Cumulative Player Stats (for individual player picks, such as the passing yards leader)
Roster Players (used for the league players to pick who the individual player leaders are)
Playoff Team Standings (Used for wildcard playoff picks)
Division Team Standings (Used for which teams will finish 1st, 2nd and last in each division)
Conference Team Standings (Used for the team that will lead its conference in points for as well as some team data, such as the team name, abbreviation, etc.)

I may want the full game schedule at some point, but that’s a bigger challenge than I need to get into right now.

I ended up deciding that I need two collections within my database:

Users: this will store the registration information for each player in the league and be used for logging into the website
Seasons: Here I will embed all of the data for each season of play and have a document for 2016, 2017, etc. Within each year I’ll embed the league player’s picks and then a document for each of the APIs above that has 17 embeds – one for each week of the NFL season. One of my goals is that player can go back to 2016 and look at their progress for each week and see their point total versus the rest of the league. Getting ahead of myself, this will not be available in MLBPool2 (if and when I ever build that) as that will only be a real time look at your score and then show the final year results.

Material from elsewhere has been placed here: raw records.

PR #3669, opened 2022-11-04
chore: Indicate cross-origin request in generic error message

clarkwinkelmann:
**Fixes #0000**

This is another change intended to help with troubleshooting requests. Most URL misconfiguration issues lead to CORS errors, but the generic request error message from Flarum doesn't allow to recognize those immediately since it covers a wide range of client-side and server-side errors.

This PR adds a "(cross-origin request)" indicator at the end of the generic "Ooops" message if the request URL origin and page origin are different. The regular message is unchanged if both origins match.

Here were some of the reflections behind the approach:

Since the error is purely client-side and doesn't expose anything sensitive, I think it makes perfect sense to expose it to every visitor, including when debug mode is OFF.

The message shouldn't be hidden behind a debug button, otherwise nobody would include it in their initial support request.

I don't think the message should mention the Flarum URL config, that would be a bit too specific since users *could* legitimately run Flarum and its API on different domains with proper CORS headers. It might also be too delicate to straight up say the website is misconfigured if anyone might encounter the message. The proposed wording is quite discreet, while still being an obvious clue to any Flarum support agent.

There's the possibility the `new URL()` call fails if the URL given to `m.request()` is completely invalid. I'm not sure if that's worth catching. The request was going to fail anyway if that happened.

**Screenshot**
image
image

**Necessity**

**Confirmed**

### DIFF
--- a/framework/core/locale/core.yml
+++ b/framework/core/locale/core.yml
@@ -550,7 +550,7 @@ core:
       dependent_extensions_message: "Cannot disable {extension} until the following dependent extensions are disabled: {extensions}"
       extension_initialiation_failed_message: "{extension} failed to initialize, check the browser console for further information."
       generic_message: "Oops! Something went wrong. Please reload the page and try again."
-      generic_cross_origin_message: "Oops! Something went wrong. Please reload the page and try again (cross origin request)."
+      generic_cross_origin_message: "Oops! Something went wrong (cross origin request). Please reload the page and try again."
       missing_dependencies_message: "Cannot enable {extension} until the following dependencies are enabled: {extensions}"
       not_found_message: The requested resource was not found.
       payload_too_large_message: The request payload was too large.
--- a/framework/core/locale/core.yml
+++ b/framework/core/locale/core.yml
@@ -550,6 +550,7 @@ core:
       dependent_extensions_message: "Cannot disable {extension} until the following dependent extensions are disabled: {extensions}"
       extension_initialiation_failed_message: "{extension} failed to initialize, check the browser console for further information."
       generic_message: "Oops! Something went wrong. Please reload the page and try again."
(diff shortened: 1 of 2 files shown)


clarkwinkelmann:
For anyone reading the email notifications, I have changed the position of the (cross origin request) text in the error message and updated the screenshots in the description. I think it makes more sense that way.

Should I add an hyphen in "cross-origin"? :thinking:

clarkwinkelmann:
I'm not sure why the PHP unit tests failed since I didn't change any PHP code :man_shrugging:

framework/core/locale/core.yml
```diff
@@ -550,6 +550,7 @@ core:
       dependent_extensions_message: "Cannot disable {extension} until the following dependent extensions are disabled: {extensions}"
       extension_initialiation_failed_message: "{extension} failed to initialize, check the browser console for further information."
       generic_message: "Oops! Something went wrong. Please reload the page and try again."
+      generic_cross_origin_message: "Oops! Something went wrong (cross origin request). Please reload the page and try again."
```
davwheat: If we choose to show this to all visitors, I think the CORS message should either be at the end of the text, or flow with the other text. (Also, yes, I think it should be hyphenated.)

```suggestion
      generic_cross_origin_message: "Oops! Something went wrong during a cross-origin request. Please reload the page and try again."
```

```suggestion
      generic_cross_origin_message: "Oops! Something went wrong. Please reload the page and try again. (cross-origin request)"
```

clarkwinkelmann: I like the first proposal ("during").

I fear that if it is at the end, there's more chance it will be omitted during a support request.

I'll wait a bit before making the change to hear if there's other feedback (or someone from the core team can do it).

SychO9: I like the first proposal as well.

SychO9 (approved):

davwheat (approved):

PR #3670, opened 2022-11-06
feat: Allow additional login params, Introduce `LogInValidator`

imorland:
Precursor to https://discuss.flarum.org/d/31904-enabling-cloudflare-turnstile-on-login

- Extract `params` into an extendable function so that additional params can be added in `LogInModal`
- `LogInController` runs validation of the supplied `params` against a new `LogInValidator` - empty ruleset by default.

**Necessity**

**Confirmed**

**Required changes:**


framework/core/js/src/forum/components/LogInModal.tsx
```diff
@@ -9,6 +9,7 @@ import ItemList from '../../common/utils/ItemList';
 import Stream from '../../common/utils/Stream';
 import type Mithril from 'mithril';
 import RequestError from '../../common/utils/RequestError';
+import { LoginParams } from '../../common/Session';
```
davwheat:
```suggestion
import type { LoginParams } from '../../common/Session';
```

davwheat (approved):

SychO9 (commented):
Hmm, an event doesn't really seem appropriate to me. I'd rather we create a login validator, empty by default, and extensions can extend the validator instead.

imorland:
🤔 yeah... That would make more sense, actually. On it...

davwheat:
Why not both?

That would allow for processing of data from a user logging in, and the more traditional approach to validation.

SychO9:
I don't know, it's not apparent to me what the processing of data could be, and if whatever it is it couldn't be handled using the exsiting extension API (like we did here with the validator), so I prefer dealing with one use case at a time to avoid over-engineering it.

SychO9 (approved):

PR #1439, opened 2026-09-15
ci: harden publish pipeline against empty releases and race conditions

paulirish:
### Net Impact

Eliminates empty version bump releases (such as `v0.0.189`), prevents split-brain state between `modern-web-guidance-src` and `modern-web-guidance`, and ensures nightly evals telemetry continuously updates without creating empty packages.

### Changes

- **Substantive Distribution Change Gate**: Replaces fragile `git describe --exact-match` (which failed scheduled runs with exit code 1) with `getExactDistributionDiff(latestTag, publishCliDir)` & `hasSubstantiveChanges()`. Scheduled runs with zero substantive changes exit cleanly with code 0 instead of triggering failure alert emails or cutting empty versions.
- **Decouple Evals & Documentation Updates**: Automatically commits and pushes updated `README.md` and benchmark telemetry (`eval-results-summary.json`) with `[skip ci]` on every run, even when a release is skipped.
- **Gate NPM Publishing**: Signals `published=true/false` via `$GITHUB_OUTPUT` and gates `npm publish --provenance`, preventing orphan npm releases on non-substantive runs.
- **Atomic Source Consensus**: Consolidates branch commit updates and tag creation into `git push --atomic origin HEAD:"$ref" v$newVersion`. The public distribution repository and npm are only touched after source consensus succeeds.
- **Cleanup & Tests**: Co-locates `hasSubstantiveChanges` in `release-notes-diff.ts` and adds unit tests in `generate-release-notes.test.ts`.


paulirish:
meh.

serving/skills-cli/publish-skills.ts
```diff
@@ -162,6 +157,52 @@ async function main() {
...
+  if (!isDryRun) {
+    // Always update README with features/evals for both distribution bundle and source repo
+    console.log('Checking automated documentation updates to source repo...');
+    updateReadmeWithFeaturesAndUseCases([ROOT_DIR, publishCliDir]);
+
+    let hasDocDiff = false;
+    try {
+      execSync('git diff --quiet README.md serving/skills-cli/eval-results-summary.json', { cwd: ROOT_DIR });
+    } catch {
+      hasDocDiff = true;
```
connorjclark, line 173: why eat the error and assume a diff?

if execSync fails to run the command I'd prefer the script to error.

serving/skills-cli/publish-skills.ts
```diff
@@ -203,27 +237,25 @@ async function main() {
...
 
-    // Update both the distribution bundle README and the source repo README
-    const { featuresCount, useCasesCount } = updateReadmeWithFeaturesAndUseCases([ROOT_DIR, publishCliDir]);
+    const { allFeatureIds, readyGuides } = getFeaturesAndUseCases();
+    const featuresCount = allFeatureIds.size;
+    const useCasesCount = readyGuides.length;
+
+    // 1. Tag locally on the source repository
+    console.log(`Creating local Git tag v${newVersion}...`);
+    execSync(`git tag v${newVersion}`, { stdio: 'inherit', cwd: ROOT_DIR });
```
connorjclark, line 246: if we used annotated tags, we could add a message containing the publish diff.

PR #1445, opened 2026-09-16
feat(evals): add expectations for privacy discipline guide

TravenReese:
Adds the expectations.md test specification for the privacy discipline guide as a base for eval implementation


rowan-m (commented):
This is a valid list, but I want to better understand how this fits in the overall scheme of things. The point about data collection is good as a high-level guide for a whole system, but the points around social sharing are extremely specific. Is that expected here? Or should these all be at a similar thematic level?

TravenReese:
> This is a valid list, but I want to better understand how this fits in the overall scheme of things. The point about data collection is good as a high-level guide for a whole system, but the points around social sharing are extremely specific. Is that expected here? Or should these all be at a similar thematic level?

Makes sense. Since this is a discipline eval covering a broad area, I agree that keeping it at a higher thematic level works much better. It doesn't need to capture every specific detail from the guide, just the core practices generally applicable across most apps. I'll update the PR to broaden those points.

rowan-m (approved):
LGTM!

PR #1449, opened 2026-09-16
[#1086] JPEG XL

### LINKED ISSUE #1086: JPEG XL decoding support (image/jxl) in blink
Adds support for decoding JPEG XL (image/jxl) images in Blink using jxl-rs, a memory-safe pure Rust decoder.

  JPEG XL is a modern image format standardized as ISO/IEC 18181 that offers:
  - Progressive decoding for improved perceived loading performance
  - Support for wide color gamut, HDR, and high bit depth
  - Animation support

This implementation uses jxl-rs (https://github.com/libjxl/jxl-rs) instead of the C++ libjxl reference decoder to meet Chromium's memory safety requirements. The decoder is gated behind the enable-jxl-image-format flag and enable_jxl_decoder build flag.

CL: https://chromium-review.googlesource.com/c/chromium/src/+/7184969

---
**Web Feature ID**: jpegxl
**Chrome Releases**: Chrome 145

https://chromestatus.com/feature/5114042131808256

jamesnw:
I opted not to include JPEG XL in the `Comprehensive Responsive Image Component`, as putting it after webp would mean it would never be used, and it is unlikely we want to preference JPEG XL above webp (or avif).


guides/performance/performance/guide.md
```diff
@@ -192,7 +192,7 @@ Rendering involves Layout, Style, Paint, and Compositing calculations. CSS Conta
 Images typically represent the largest payload on a given web page. Optimization requires format negotiation, responsive sizing, and layout stabilization.
 
 ### DOs
-*   **DO serve modern formats (AVIF / WebP)**: Use the `<picture>` element to offer AVIF (best compression), falling back to WebP, and finally JPEG/PNG for legacy browsers.
+*   **DO serve modern formats (AVIF / WebP / JPEG XL)**: Use the `<picture>` element to offer AVIF (best compression), falling back to WebP, JPEG XL, and finally JPEG/PNG for legacy browsers.
```
tunetheweb: I think this wording may get some people's heckles up, while this is still under debate.

Maybe we should be less opinionated and go with something like this:

```suggestion
*   **DO serve modern formats (AVIF / WebP / JPEG XL)**: Use the `<picture>` element to offer AVIF or JPEG XL (best compression), falling back to WebP, and finally JPEG/PNG for legacy browsers.
```

tunetheweb (approved):
> I opted not to include JPEG XL in the `Comprehensive Responsive Image Component`, as putting it after webp would mean it would never be used, and it is unlikely we want to preference JPEG XL above webp (or avif).

I think that's fine. It's an example.

guides/performance/performance/guide.md
jamesnw: Good call- I went back and forth on that, and am happy to go with this.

So it may look something like this, with two collections: Users and Seasons:

nflpooldatabase

–Users (embed a document for each player in the league in this collection)

–Seasons (Example: “2016” – and then embed the following in the 2016 document:)

2016
- player-picks
  - 1 document for each player’s picks
- Week 1 through 17 (17 documents total) with the NFL stats for that week embedded here:
  - AFC East
  - 11 more documents for division picks like AFC East above
  - 6 documents for individual leaders
  - Tiebreaker
  - Documents for Points For, Wildcard, etc.
2017
- player-picks
- Weeks 1-17 (One document per week)
  - NFL stats with all the embedded documents above

Now it was time to re-build the functions to go get the data from the MySportsFeeds API. I had this working in the last iteration of the app when I was using SQLite, but I’ve never used MongoDB before. Over my lunch hour, I successfully prototyped taking one query and putting it into my MongoDB running locally.

Eureka moment: Spending the lunch hour successfully prototyping importing data from an API over the internet to a local MongoDB using Python

— Paul Cutler (@prcutler) July 19, 2017

The feeling of euphoria in successfully using MongoDB was huge.

Last night after work, I took the next step. Keeping in mind the size limitation of MongoDB, I could take steps to filter the API calls, especially for cumulative stats. I only need a few key stats for a subset of all players in the NFL. For example, I just need passing yards for quarterbacks. The MySportsFeeds API provides a ton of stats for every player – such as fumbles, passes over 20 yards, QB Rating, completions, and defensive stats (even though they’re an offensive player).

Thankfully, Brad Barkhouse of MySportsFeeds is always available in the MSF Slack channel. I couldn’t figure out how to build a filter for just certain positions and a specific stat. (It turns out it’s just an & sign). So if I just want sacks for defensive players, it looks like this:

https://api.mysportsfeeds.com/v1.1/pull/nfl/2016-2017-regular/cumulative_player_stats.json?position=LB,SS,DT,DE,CB,FS,SS&playerstats=Sacks

So my task for the weekend is to figure out if I want to just embed a document for each individual category or one document with all of the cumulative stats and then just build queries for each category I care about (sacks, interceptions, passing yards, etc.)

I probably should just focus on the next phase of the Python for Entrepreneurs training though, and get the user login and authentication built and then go through the Albums part of the training, which I’ll mimic for the the league players to submit their picks. I’m running out of time as I really have only a few weeks before I need the player picks to be submitted before the start of the season.

Prioritizing is fun. But I’m so happy with some of the breakthroughs and progress and not trying to think of all the challenges ahead and just take it one step at a time.